# Keeping Power Separate



## headcrab (Aug 25, 2009)

I hear a lot that you shouldn't run nonlinear loads on the same breaker as a more sensitive load due to the harmonics. How does it help to put the nonlinear load on a different circuit? If you trace backwards through the breakers, it goes to the same bus bar.


----------



## fredthe (Aug 25, 2009)

In an ideal world, the non-linear loads would be on a different transformer...

It's true that when mixing loads on the same panel, some of the harmonics will get to the other loads. But, they will be at a much lower level compared to being at the end of the same wire with the non-linear load.

-Fred


----------



## Cashwalker (Aug 25, 2009)

I think it's more practical that at least the different types of loads be on different phases, even if the neutrals all end up on the same buss bar.

When I run a Battle of the Bands, I go as far as running the lights from one panel, the mixing equipment from another, and the band equipment from a third panel.


----------



## TimmyP1955 (Aug 26, 2009)

Cashwalker said:


> I think it's more practical that at least the different types of loads be on different phases, even if the neutrals all end up on the same buss bar.
> 
> When I run a Battle of the Bands, I go as far as running the lights from one panel, the mixing equipment from another, and the band equipment from a third panel.



That can cause some nasty "mic bites" owing to voltage differences between the PA ground and the backline ground.
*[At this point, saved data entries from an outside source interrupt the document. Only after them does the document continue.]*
PR #3311, opened 2020-02-21
Use computeIfAbsent method to simplify this method

cogman:
This is a minor change.  This relies on the internal locking mechanisms of the concurrent hash map instead of doing manual synchronization work.

Not that it matters, but it ends up being somewhat faster (this is not likely a hot path).  There is only a single key lookup instead of 2 in the worst case and it relies on CHMs internal locking scheme only (instead of having an extra one outside).

### DIFF
--- a/retrofit/src/main/java/retrofit2/Retrofit.java
+++ b/retrofit/src/main/java/retrofit2/Retrofit.java
@@ -183,17 +183,7 @@ public final class Retrofit {
   }
 
   ServiceMethod<?> loadServiceMethod(Method method) {
-    ServiceMethod<?> result = serviceMethodCache.get(method);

Of course if either the PA or the backline are not grounded properly this won't happen, but you then have bigger potential problems on your hands.


----------



## headcrab (Aug 26, 2009)

What's so special about the breakers that they attenuate harmonics?


----------



## Dionysus (Aug 26, 2009)

Nothing. Breakers do not attenuate harmonics.
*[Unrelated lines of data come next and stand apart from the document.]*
PR #3334, opened 2020-03-12
Add Java 14+ support for default methods

### LINKED ISSUE #3281: Could not find class 'java.lang.invoke.MethodHandles$Lookup', referenced from method retrofit2.Platform.invokeDefaultMethod

JakeWharton:
The bug which required the reflective use of a hidden constructor is fixed in Java 14 and the normal lookup can just be used. Moreover, that private constructor is no longer even available.

Closes #3281. Closes #3310.

### DIFF
--- a/retrofit/src/main/java/retrofit2/Platform.java
+++ b/retrofit/src/main/java/retrofit2/Platform.java
@@ -18,6 +18,7 @@ package retrofit2;
 import android.os.Build;
 import android.os.Handler;
 import android.os.Looper;
+import java.lang.invoke.MethodHandles;
 import java.lang.invoke.MethodHandles.Lookup;
 import java.lang.reflect.Constructor;
 import java.lang.reflect.Method;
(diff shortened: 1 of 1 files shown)


JakeWharton:
Manually testing on JDK 8-15 which requires a bunch of changes to the pom and Robolectric. Going to work on getting CI set up for 9-14 in the coming weeks.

The best solution is to run non-linear loads off of a separate transformer. In a lot of larger installs there is a separate transformer for Audio, and a separate transformer for lighting. These go to individual panels that distrubute to their loads.
The Audio panel often has receptacles all over the venue, and because of such they must be clearly labelled.

It is commonplace to run audio all off of a common phase in temporary situations. This minimizes the effect of the harmonics since the audio gear is all "common".


----------



## fredthe (Aug 26, 2009)

headcrab said:


> What's so special about the breakers that they attenuate harmonics?


Nothing. But, long pieces of wire will. So, getting as much wire between the the noise source and the sensitive load is what is desired. (If you can't be on different transformers, or at least different phases.)

-Fred


----------